*What you have to do:*
Could you print exactly the lines of the listing below, starting at the line that has "slice length for" and ending at the line that has "fine to me.", and only those lines?

*Data records:*
PR #1096, opened 2017-11-09
config.json: Fix invalid UUIDs

nywilken:
This change pertains to https://github.com/exercism/configlet/issues/99

PR #1111, opened 2017-11-16
binary-search-tree: replace invalid uuid

cmccandless:
Re #1096, valid uuid is X(8)-X(4)-X(4)-X(4)-X(12) where X is [\da-f]. This exercise must've been merged after #1096 or was simply missed.

### DIFF
--- a/config.json
+++ b/config.json
@@ -1187,7 +1187,7 @@
       ]
     },
     {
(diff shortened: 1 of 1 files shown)


cmccandless:
@N-Parsons I actually caught this testing #1084. If #1084 is merged the check will be automatic.

PR #1113, opened 2017-11-18
Implement checks for raising messages with exceptions

### LINKED ISSUE #1080: Testing exception messages
Re discussion in #1052, what is the general consensus on testing for exception messages? The way I see it, there are a few ways we can handle this (in order of work required):
1. Ignore exception messages
2. Test only for exception messages that are explicitly included in the canonical data for the exercise
3. When exception messages are not explicitly stated in the canonical data, require that the exercise contributor invent messages for all expected exceptions

Additionally, if we are to test for exception messages at all, we need to have a conventional method of doing so in both Python2 and Python3. `assertRaisesRegexp` is replaced by `assertRaisesRegex` in Python3, so as mentioned in #1052 there are a few ways of handling this difference.

N-Parsons:
Resolves #1080 by adding checks that all exceptions are raised with messages. The aim is to encourage learners to raise meaningful messages, but testing for meaningfulness isn't feasible, so this instead just tests that a message of non-zero length is passed when raising an exception.

### TODO:
- [X] Update any failing examples
- [X] Add section to the README insert to explain the need for meaningful exception messages
- [X] Regenerate READMEs to include the new insert


N-Parsons:
I've held back the change to the `proverb` exercise description due to significant changes and put these in a separate PR (#1114) with the associated changes to the test-suite. This means that there will be a merge conflict, but I should be able to quickly resolve this once one is merged.

N-Parsons:
@cmccandless, all changes reflect changes to the upstream problem descriptions. I had a look through and nothing significant appeared to be changing (except in `proverb`, hence #1114), so the changes shouldn't cause issues.

PR #1116, opened 2017-11-20
say: change to more appropriate exception type

cmccandless:
From the [Python documentation](https://docs.python.org/2/library/exceptions.html#exceptions.AttributeError), `AttributeError` is "raised when an attribute reference or assignment fails." This situation is more appropriate for [`ValueError`](https://docs.python.org/2/library/exceptions.html#exceptions.ValueError): "Raised when a built-in operation or function receives an argument that has the right type but an inappropriate value..."


m-a-ge:
Guys, sorry for my disappearance, I'll try to catch up

PR #1117, opened 2017-11-21
series: Update exercise to canonical-data v1.0.0

### LINKED ISSUE #1109: Exercise named series:  Poor Test Cases ?
The README for this simple exercise reads:

> Given a string of digits, output all the contiguous substrings of length n in that string.

For "49142" you might reason the substrings of length n are ["491", "914", "142"].  You would be wrong.

If you just look at the README instead of actually reading it, you might be forgiven for thinking the answer that is wanted is:  [491, 914, 142].  You would be wrong again.

Someone please explain how [[4, 9, 1], [9, 1, 4], [1, 4, 2]] is an appropriate answer in any programming language let alone Python.

Note:  this is not a new exercise and there appears to be no 'canonical' data to blame.

This exercise illustrates a more general point.

In the real world, people code to pass the tests because they don't have access to the requirements (because if they did it wouldn't help).  Shame.  For Exercism exercises would expect (and I hope you would agree) the student should be able to 'reason about' the problem and design a solution without having to study the test cases.  (Studying the test case may be useful to debug a solution but should not be necessary to design it.)

This clearly isn't the case for this exercise but there are others with incomplete problem statements that more or less oblige the student to study the test cases to figure out what is wanted.  I fear this is encouraging students to glance at the read me and then study the test cases.  They are learning to reason about the solutions, not the problem (arghhh the engineering mentality).

Consider this exercise's problem statement again.  Would the output for ("123123", 3) contain "123" twice or only once ?

I infer twice and, if I were wrong, I would expect at least one test case to fail as a consequence.  There is no test case for this so my solution would pass anyway and so would those of all the students who never reasoned about this.

What about the order in which substrings are output ?  I infer that since it is not mentioned it is unimportant.  Wrong.

I would like to suggest that the order in which substrings are output is not an implementation detail but more likely a side-effect of how the student reasoned about the problem.  Perfectly good reasoning could lead to a solution that fails all tests and forces a redesign.  For simple Exercism exercises like this, this should just not be possible because it is possible to write a complete enough README.

N-Parsons:
**Note:** This PR is dependent on exercism/problem-specifications#1020 and should only be merged after that PR is finalised and merged.

Resolves #1109 by clarifying the description and reworking the example and tests to expect a list of strings.

### DIFF
--- a/exercises/series/README.md
+++ b/exercises/series/README.md
@@ -1,18 +1,18 @@
 # Series
 
 Given a string of digits, output all the contiguous substrings of length `n` in
-that string.
+that string in the order that they appear.
 
 For example, the string "49142" has the following 3-digit series:
 
-- 491
-- 914
-- 142
+- "491"
+- "914"
+- "142"
 
 And the following 4-digit series:
 
-- 4914
-- 9142
+- "4914"
+- "9142"
 
 And if you ask for a 6-digit series from a 5-digit string, you deserve
 whatever you get.
--- a/exercises/series/example.py
+++ b/exercises/series/example.py
@@ -1,6 +1,4 @@
 def slices(series, length):
-    numbers = [int(digit) for digit in series]
-    if not 1 <= length <= len(numbers):
-        raise ValueError("Invalid slice length for this series: " + str(
-            length))
-    return [numbers[i:i + length] for i in range(len(numbers) - length + 1)]
+    if not 1 <= length <= len(series):
+        raise ValueError("Invalid slice length: {}" + str(length))
+    return [series[i:i + length] for i in range(len(series) - length + 1)]
--- a/exercises/series/series_test.py
+++ b/exercises/series/series_test.py
@@ -9,36 +9,54 @@ import unittest
 from series import slices
 
 
+# Tests adapted from `problem-specifications//canonical-data.json` @ v1.0.0
+
 class SeriesTest(unittest.TestCase):
     def test_slices_of_one(self):
         self.assertEqual(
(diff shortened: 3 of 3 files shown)


AtelesPaniscus:
@N-Parsons  The changes look fine to me.

I have one remark of general pertinence to the Python track.  The construction of test suites favours (usually requires) solutions that use lists and discourages those that use some other iterable (e.g. generators and generator expressions).  I assume this is not deliberate.  In the revised readme for this exercise I saw no mention of lists.  So why should an iterable that, when evaluated, yields all the right substrings in the right order be a fail and not a pass ?

The issue, to me, is about the students learning experience.  I've plenty of practice now with list comprehensions and I'd like to practice generators and explore how this interesting alternative affects how I think about problems.

OK, I can (and do) make the effort and my solutions have a couple of extra lines of code compared with others.  I don't think many others will.  Some students' work shows them to be sufficiently unsure of themselves that I expect they will take the track not accepting iterables as suggesting generators are bad.  Most students seem to believe that any line of code may contains a bug so best the way to avoid bugs is to write fewer, not more, lines of code.

I don't think this `series` exercise is well suited to generators (`anagram` is) but here is an example:

```
def slices(series, length):
    if len(series) < length or length < 1:
        raise ValueError

    def slice_generator(series):
        while len(series) >= length:
            yield [int(x) for x in list(series[:length])]
            series = series[1:]
                                                                                                                                                                                                                                             
    return list(slice_generator(series))
```
Your example solution could return a generator just by changing the [...] to (...) in the return statement.

PR #1118, opened 2017-11-21
Migrate string formatting operations to `str.format`

N-Parsons:
I noticed that some of the exercises were still using the old style string formatting (eg.`"%s" % value`) rather than using the newer `str.format` method - this PR moves everything to the newer style.

### DIFF
--- a/exercises/beer-song/example.py
+++ b/exercises/beer-song/example.py
@@ -8,8 +8,8 @@ def song(first, last=0):
 
 def verse(number):
     return ''.join([
-        "%s of beer on the wall, " % _bottles(number).capitalize(),
-        "%s of beer.\n" % _bottles(number),
+        "{} of beer on the wall, ".format(_bottles(number).capitalize()),
+        "{} of beer.\n".format(_bottles(number)),
         _action(number),
         _next_bottle(number),
     ])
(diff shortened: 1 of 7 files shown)


exercises/beer-song/example.py
```diff
@@ -19,13 +19,15 @@ def _action(current_verse):
     if current_verse == 0:
         return "Go to the store and buy some more, "
     else:
-        return "Take %s down and pass it around, " % (
-            "one" if current_verse > 1 else "it"
+        return "Take {} down and pass it around, ".format(
+            "one" if current_verse > 1 else "it",
```
cmccandless: Was surprised that the Python interpreter doesn't complain about the trailing comma here; was there a particular reason for adding it?

N-Parsons: It's a stylistic thing that helps to avoid bugs and make diffs cleaner if someone adds an entry in future. It probably won't ever make a difference here, so I'm happy to remove them if you want - I mostly put them in to satisfy a `flake8` extension that I have installed for other projects. They shouldn't cause issues though, since it's perfectly allowable in Python.

cmccandless: Now you've got me curious: what's the extension? I've never seen an implementation of flake8/pep8/pyflakes that complains about those commas not being there.

Regarding this PR, I've no issue with leaving them. Was just curious.

N-Parsons: It's `flake8-commas` ([PyPI](https://pypi.python.org/pypi/flake8-commas)). There are quite a few different extensions if you check `pip search flake8`.

PR #1124, opened 2017-12-01
Add link to the Python 2.7 EOL clock for context

jflory7:
This PR simply adds a link to the Python 2.7 EOL clock when it's mentioned on the Python "About" page. I thought this would be a good page to link for context, if someone wants to know more about why Python 2.7 will lose active support.

Also, a while back, @kytrinyx asked some of us from Mozilla Open Source Student Network to say hello if we ever contributed to Exercism… hi @kytrinyx! 😄


docs/ABOUT.md
```diff
@@ -9,7 +9,7 @@ This is often invisible to the beginning programmer, but if there are uses for w
 
 Python was started by Guido van Rossum in 1989.
 Its name is an homage to the comedy troupe Monty Python. 
-Python 2 is used widely but support may end by 2020.
+Python 2 is used widely but support [may end by 2020](https://pythonclock.org/).
```
cmccandless: I like the idea of adding a link to validate this statement, but would be more in favor of linking to [PEP-373](https://www.python.org/dev/peps/pep-0373/#id2) since it comes from an official source (pythonclock.org is not owned or maintained by the Python Foundation).

@N-Parsons thoughts?

kytrinyx:
@jflory7 hiiii! It's great to see you here. I was traveling and missed the original ping, but *welcome* ✨ 🌻 ✨

docs/ABOUT.md
jflory7: @cmccandless Sorry for the late response. I can update this with a new commit soon, if the PEP-373 link is preferred!

kytrinyx: Yeah, an official source seems like a better choice here. Thanks!

cmccandless: @jflory7 were you still going to change the link to an official source?

jflory7:
@cmccandless Thanks for your patience! I updated and rebased my commit to use PEP-373. Should be good to merge now. 😄

cmccandless:
@jflory7 Merged; thanks!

*Output for this exercise:*
-        raise ValueError("Invalid slice length for this series: " + str(
-            length))
-    return [numbers[i:i + length] for i in range(len(numbers) - length + 1)]
+    if not 1 <= length <= len(series):
+        raise ValueError("Invalid slice length: {}" + str(length))
+    return [series[i:i + length] for i in range(len(series) - length + 1)]
--- a/exercises/series/series_test.py
+++ b/exercises/series/series_test.py
@@ -9,36 +9,54 @@ import unittest
 from series import slices
 
 
+# Tests adapted from `problem-specifications//canonical-data.json` @ v1.0.0
+
 class SeriesTest(unittest.TestCase):
     def test_slices_of_one(self):
         self.assertEqual(
(diff shortened: 3 of 3 files shown)


AtelesPaniscus:
@N-Parsons  The changes look fine to me.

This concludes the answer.